- Problem to solve
Please give back word for word the lines of the material below between the line containing "- [ ] (For new" and the line containing "dralley: This was", inclusive.

----- Material for this task

PR #7801, opened 2026-06-16
Add a test for the postgresql parameter limit workaround

dralley:
Assisted By: Claude Code

### 📜 Checklist

- [ ] Commits are cleanly separated with meaningful messages (simple features and bug fixes should be [squashed](https://pulpproject.org/pulpcore/docs/dev/guides/git/#rebasing-and-squashing) to one commit)
- [ ] A [changelog entry](https://pulpproject.org/pulpcore/docs/dev/guides/git/#changelog-update) or entries has been added for any significant changes
- [ ] Follows the [Pulp policy on AI Usage](https://pulpproject.org/help/more/governance/ai_policy/)
- [ ] (For new features) - User documentation and test coverage has been added

See: [Pull Request Walkthrough](https://pulpproject.org/pulpcore/docs/dev/guides/pull-request-walkthrough/)

PR #7803, opened 2026-06-16
Parameter limit

dralley:
### 📜 Checklist

### DIFF
--- a/pulpcore/app/util.py
+++ b/pulpcore/app/util.py
@@ -26,15 +26,13 @@ from pulpcore.app.contexts import _current_domain, _current_user_func, current_p
 from pulpcore.app.loggers import deprecation_logger
 from pulpcore.exceptions.validation import InvalidSignatureError
 
-POSTGRES_MAX_QUERY_PARAMS = 65535
-
 
 class AnyArray(Lookup):
-    """PostgreSQL `= ANY(%s)` lookup that passes a list as a single array parameter.
+    """PostgreSQL ``= ANY(%s)`` lookup that passes a list as a single array parameter.
 
     psycopg3 adapts the Python list into a PostgreSQL array, so the entire list
     counts as **one** bind parameter regardless of size.  This avoids the
-    protocol-level 65535-parameter limit that `IN ($1, $2, …)` hits.
+    protocol-level 65,535-parameter limit that ``IN ($1, $2, …)`` hits.
     """
 
     lookup_name = "any_array"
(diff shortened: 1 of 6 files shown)


dralley:
Follow-up to https://github.com/pulp/pulpcore/pull/6784

This is probably a candidate for using the "run plugin CI against pulpcore main branch" automation.

pulpcore/app/util.py
```diff
@@ -26,6 +26,47 @@
...
+    * If the collection has fewer than 65 535 items, `__in` is used as-is.
+    * Otherwise `__any_array` is used so the whole list travels as a single
+      PostgreSQL array parameter.
+    """
+    if not isinstance(values, (list, set, tuple, frozenset)):
+        return Q(**{f"{field_name}__in": values})
+    values = list(values)
+    if len(values) < POSTGRES_MAX_QUERY_PARAMS:
+        return Q(**{f"{field_name}__in": values})
+    return Q(**{f"{field_name}__any_array": values})
```
mdellweg: Would there be a downside when we _always_ used this array method?

dralley: This was something I was wanting to investigate a bit more before undrafting. This is draft because it's pretty much just "what Claude said" and I wanted to at least look at some query plans and compare before going with it.

I was trying to make a reliable unit test as well but, unfortunately, the unit test in https://github.com/pulp/pulpcore/pull/7801 is not reliable for reasons that are not entirely clear to me.  
> 
> 
> The two SQL strategies are:
> 
> `IN ($1, $2, ..., $N)` — N separate bind parameters, one per value
> `= ANY($1)` — one bind parameter containing a PostgreSQL array
> Parsing/planning: With IN, PostgreSQL must parse N parameter placeholders and the planner builds an OR-tree of comparison nodes. At 100K values, that's significant parse time and planner overhead. With = ANY(array), the query structure is always the same single ScalarArrayOpExpr node regardless of list size.
> 
> Prepared statement caching: IN produces a different query shape for each different N, so the plan can't be reused across different list sizes. = ANY(array) always has the same shape — one parameter — so the plan is reusable.
> 
> Index usage: Both use btree indexes equally well.
> 
> Small lists: For tiny lists (1-10 items), IN is marginally cheaper because there's no array construction. The difference is negligible in practice.
> 
> So why not always use = ANY?
> 
> There's no strong PostgreSQL-level reason not to. The threshold in safe_in() is mostly conservatism:
> 
> __in is Django's standard, battle-tested lookup — it handles querysets (subqueries), empty lists, None values, and all the edge cases Django has polished over years. A custom lookup is more code to maintain.
> __in works across all database backends. = ANY(array) is PostgreSQL-specific.
> For Pulp specifically (always PostgreSQL), you could always use = ANY for Python lists and it'd be fine.
> If you want to simplify, you could drop the threshold and always use any_array for concrete lists. The threshold just avoids the custom path when there's no benefit.

dralley:
@pedro-psb This is my experimentation with the import/export issue, some of it (`safe_in()`) might be useful for the content view issue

----------

- Solution to this task
- [ ] (For new features) - User documentation and test coverage has been added

See: [Pull Request Walkthrough](https://pulpproject.org/pulpcore/docs/dev/guides/pull-request-walkthrough/)

PR #7803, opened 2026-06-16
Parameter limit

dralley:
### 📜 Checklist

### DIFF
--- a/pulpcore/app/util.py
+++ b/pulpcore/app/util.py
@@ -26,15 +26,13 @@ from pulpcore.app.contexts import _current_domain, _current_user_func, current_p
 from pulpcore.app.loggers import deprecation_logger
 from pulpcore.exceptions.validation import InvalidSignatureError
 
-POSTGRES_MAX_QUERY_PARAMS = 65535
-
 
 class AnyArray(Lookup):
-    """PostgreSQL `= ANY(%s)` lookup that passes a list as a single array parameter.
+    """PostgreSQL ``= ANY(%s)`` lookup that passes a list as a single array parameter.
 
     psycopg3 adapts the Python list into a PostgreSQL array, so the entire list
     counts as **one** bind parameter regardless of size.  This avoids the
-    protocol-level 65535-parameter limit that `IN ($1, $2, …)` hits.
+    protocol-level 65,535-parameter limit that ``IN ($1, $2, …)`` hits.
     """
 
     lookup_name = "any_array"
(diff shortened: 1 of 6 files shown)


dralley:
Follow-up to https://github.com/pulp/pulpcore/pull/6784

This is probably a candidate for using the "run plugin CI against pulpcore main branch" automation.

pulpcore/app/util.py
```diff
@@ -26,6 +26,47 @@
...
+    * If the collection has fewer than 65 535 items, `__in` is used as-is.
+    * Otherwise `__any_array` is used so the whole list travels as a single
+      PostgreSQL array parameter.
+    """
+    if not isinstance(values, (list, set, tuple, frozenset)):
+        return Q(**{f"{field_name}__in": values})
+    values = list(values)
+    if len(values) < POSTGRES_MAX_QUERY_PARAMS:
+        return Q(**{f"{field_name}__in": values})
+    return Q(**{f"{field_name}__any_array": values})
```
mdellweg: Would there be a downside when we _always_ used this array method?

dralley: This was something I was wanting to investigate a bit more before undrafting. This is draft because it's pretty much just "what Claude said" and I wanted to at least look at some query plans and compare before going with it.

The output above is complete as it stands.